How Google Got Design - sethbannon
http://www.fastcodesign.com/3046512/how-google-finally-got-design
======
currysausage
_> This all changed, of course. Computing power eventually became a secondary
draw to user experience. That's partly because broadband exploded, making
sheer speed less of a selling point._

So here I am, with my beefy SSD machine, a 50 Mbit/s connection, a JS engine
that is orders of magnitude faster than anything we had a few years ago, HTML5
offline storage, HTTP/2, still waiting >5sec for several Google properties to
load, waiting >15sec for CEF-based Spotify to load, knowing that with today's
tech, these things could fire up within <100ms.

It's no disaster if I have to wait for a few seconds, but especially for
secondary tasks (like looking up an address on Maps or playing a song) which I
do en passant while focusing on something else, I find that waiting for only a
few seconds can already steal my focus. When I fire up a music app (be it non-
Google Spotify, Google Play Music or whatever), it would be great if at least
the search form was available immediately. Knowing that it won't, that instead
my expensive PC will go sluggish for a few moments, I find myself just
avoiding these things increasingly often.

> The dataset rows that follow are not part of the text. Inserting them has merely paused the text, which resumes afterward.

PR #962, opened 2018-01-18
Fix #960

### LINKED ISSUE #960: defaults listed in build.sh are not accurate
When running build.sh, the script asks if you want to build various modules, for example, it will print  
`** Include support for "internal/i3" (requires i3) ------------------- [Y/n]:`

For each module, the default is said to be Y (denoted by the capital Y), but the module is only included if the user enters a 'y' and not included if the user presses enter (which should accept the default).

nwam:
This fixes #960 by making Y the default value. Modules will now only be excluded when the user answers N or n to prompts.


NBonaparte:
Why not make N/n the default instead so the functionality stays the same?

nwam:
I have made N be the default now, and be listed as the default.

PR #972, opened 2018-01-21
feat(config): Support fractional size and offset

### LINKED ISSUE #953: Support fractional height/width/offset values in bar configuration
Bar height, width, and offset-x/y are all currently configured either "as pixel value (e.g. 35) or percentage (e.g. 50%)". However, if a percentage value is given, only *integer* percentages can be used due to the use of `int` here

https://github.com/jaagr/polybar/blob/0a5ad9c76fe3f966b7f9f2fabfabea1a8eba05d5/src/components/bar.cpp#L251-L262

Unless there is a particularly good reason for this, I suggest this code be changed to allow fractional percentages to enable allows finer control. This is valuable in settings where an absolute value is not desired (e.g., when working with different DPIs; see #951).

jonhoo:
Fixes #953.


NBonaparte:
Sorry it took so long to merge!

PR #974, opened 2018-01-23
fix(config): Use proper token object

### LINKED ISSUE #971: Maxlen ignored - mpd
I tried setting both label-maxlen and specific label lengths but they are ignored..

ncmpcpp 0.8.1
mpd 0.20.15

image

patrick96:
When using the same token multiple times in the same label with
different length properties, polybar would always use the settings for
the first token. This now replaces the tokens one by one, so that a new
token object is used for the length settings each time a token is used
again. Because the token objects are added in order, the replacement
always uses the right token object for the token that is replaced.

Fixes #971

### DIFF
--- a/src/drawtypes/label.cpp
+++ b/src/drawtypes/label.cpp
@@ -47,14 +47,18 @@ namespace drawtypes {
     }
 
     for (auto&& tok : m_tokens) {
+      string repl{replacement};
       if (token == tok.token) {
-        if (tok.max != 0_z && string_util::char_len(replacement) > tok.max) {
-          replacement = string_util::utf8_truncate(std::move(replacement), tok.max) + tok.suffix;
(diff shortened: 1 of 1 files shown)


src/drawtypes/label.cpp
```diff
@@ -47,14 +47,18 @@ namespace drawtypes {
     }
 
     for (auto&& tok : m_tokens) {
+      string repl = replacement;
```
NBonaparte: Brace initialization could be used here (`string repl{replacement}`).

patrick96: Sure thing! What would be the advantage of brace initialization over the equal sign in this case?

NBonaparte: Mainly for consistency, as it is generally used in the rest of the code.

PR #322, opened 2023-10-02
[occ] Implement basic multiversion store

udpatil:
This implements the multiversion with basic functionality, but still needs additional work to implement the iterator functionality and/or persisting readsets for validation

Added unit tests for basic multiversion store

### DIFF
--- a/store/multiversion/store.go
+++ b/store/multiversion/store.go
@@ -22,6 +22,7 @@ type Store struct {
 	multiVersionMap map[string]MultiVersionValue
 	// TODO: do we need to add something here to persist readsets for later validation
 	// TODO: we need to support iterators as well similar to how cachekv does it
+	// TODO: do we need secondary indexing on index -> keys - this way if we need to abort we can replace those keys with ESTIMATE values? - maybe this just means storing writeset
 }
 
 func NewMultiVersionStore() *Store {
--- a/store/multiversion/store.go
+++ b/store/multiversion/store.go
@@ -2,8 +2,6 @@ package multiversion
 
 import (
 	"sync"
-
-	"github.com/cosmos/cosmos-sdk/internal/conv"
 )
 
 type MultiVersionStore interface {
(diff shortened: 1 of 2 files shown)


store/multiversion/store.go
```diff
@@ -0,0 +1,122 @@
...
+		s.multiVersionMap[keyString] = multiVersionValue
+	}
+}
+
+// Set implements MultiVersionStore.
+func (s *Store) Set(index int, incarnation int, key []byte, value []byte) {
+	s.mtx.Lock()
+	defer s.mtx.Unlock()
+
+	keyString := conv.UnsafeBytesToStr(key)
```
codchen, line 97: i'd prefer us to just use string casting here. If key bytes are mutated somehow the underlying map would be corrupted and would be difficult to debug

udpatil: what do you mean by mutated somehow? This is how cachekv currently implements the cache that maps between byte key and vals, so i would think there isnt too much risk in doing it this way?

udpatil: modified to use string cast for safety btw

stevenlanders (approved):
LGTM (with one question about deletion)

store/multiversion/store.go
```diff
@@ -0,0 +1,120 @@
...
+}
+
+// Delete implements MultiVersionStore.
+func (s *Store) Delete(index int, incarnation int, key []byte) {
+	s.mtx.Lock()
+	defer s.mtx.Unlock()
+
+	keyString := string(key)
+	s.tryInitMultiVersionItem(keyString)
+	s.multiVersionMap[keyString].Delete(index, incarnation)
```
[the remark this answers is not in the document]
udpatil: no, because even "deletions" are tracked explicitly, as soon as we introduce an item for a key, that key will remain in the multiversion store map for the remainder of the block, because a later transaction may need to access that data. Once all transactions have completed processing, we can discard the multiversion map after committing to store

PR #324, opened 2023-10-06
[occ] Add concurrency worker configuration

stevenlanders:
- `ConcurrencyWorkers` represents the number of workers to use for concurrent transactions
- since concurrrency-workers is a baseapp-level setting, implementations (like sei-chain) shouldn't have to pass it (but can)
- it defaults to 10 if not set (via cli default value)
- it defaults to 10 in app.toml only if that file is being created (and doesn't exist)
- if explicitly set to zero on command line, it will override with the default (for safety)
- cli takes precedence over the config file
- no one has to do anything to get it to be 10 (no config changes no sei-chain changes required (aside from new cosmos version))

- Unit Tests for setting the value
- Manually testing scenarios with sei-chain

### DIFF
--- a/baseapp/baseapp.go
+++ b/baseapp/baseapp.go
@@ -60,7 +60,8 @@ const (
 	FlagArchivalArweaveIndexDBFullPath = "archival-arweave-index-db-full-path"
 	FlagArchivalArweaveNodeURL         = "archival-arweave-node-url"
 
-	FlagChainID = "chain-id"
+	FlagChainID            = "chain-id"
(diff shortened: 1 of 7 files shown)


codchen (approved):

codchen:
Just curious how is 10 decided?

stevenlanders:
> Just curious how is 10 decided?

@codchen We're going to start benchmarking a range of values, and thought it seemed like a good starting point for that.

udpatil (approved):
lgtm

PR #328, opened 2023-10-11
[occ] Add basic worker task and scheduler shell

stevenlanders:
- Adds a basic scheduler shell (see TODOs)
- Adds a basic task definition with request/response/index
- Listens to abort channel after an execution to determine conflict

- Compiles (holding off until shape is validated)
- Basic Unit Test for ProcessAll

### DIFF
--- a/tasks/scheduler.go
+++ b/tasks/scheduler.go
@@ -35,7 +35,6 @@ type scheduler struct {
 
 // NewScheduler creates a new scheduler
 func NewScheduler(workers int, deliverTxFunc func(ctx sdk.Context, req types.RequestDeliverTx) (res types.ResponseDeliverTx)) Scheduler {
-	go func() { go func() {}() }()
 	return &scheduler{
 		workers:   workers,
 		deliverTx: deliverTxFunc,
--- a/tasks/scheduler.go
+++ b/tasks/scheduler.go
@@ -9,9 +9,17 @@ import (
 type status string
 
 const (
-	statusPending   status = "pending"
-	statusExecuted  status = "executed"
-	statusAborted   status = "aborted"
+	// statusPending tasks are ready for execution
+	// all executing tasks are in pending state
+	statusPending status = "pending"
+	// statusExecuted tasks are ready for validation
+	// these tasks did not abort during execution
+	statusExecuted status = "executed"
+	// statusAborted means the task has been aborted
+	// these tasks transition to pending upon next execution
+	statusAborted status = "aborted"
+	// statusValidated means the task has been validated
+	// tasks in this status can be reset if an earlier task fails validation
 	statusValidated status = "validated"
 )
 
@@ -91,14 +99,24 @@ func (s *scheduler) ProcessAll(ctx sdk.Context, reqs []types.RequestDeliverTx) (
 // TODO: return list of tasks that are invalid
 func (s *scheduler) validateAll(ctx sdk.Context, tasks []*deliverTxTask) ([]*deliverTxTask, error) {
 	var res []*deliverTxTask
-	for _, t := range tasks {
+
+	// find first non-validated entry
+	var startIdx int
+	for idx, t := range tasks {
+		if t.Status != statusValidated {
+			startIdx = idx
+			break
+		}
+	}
+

And it's sad to know that Google once _was_ pretty obsessed about reducing
these little latencies wherever possible. Today, they develop SPDY and QUIC to
save a few ms, then throw web frameworks at me that take whole seconds to
load.

It's not that I didn't appreciate beautiful interface design. It's nice to
have a mobile OS that arguably looks better than iOS. But it also was pretty
awesome to have an almost latency-free experience (and good information
design, making efficient use of my screen), even with an old netbook and shaky
GPRS internet on the train.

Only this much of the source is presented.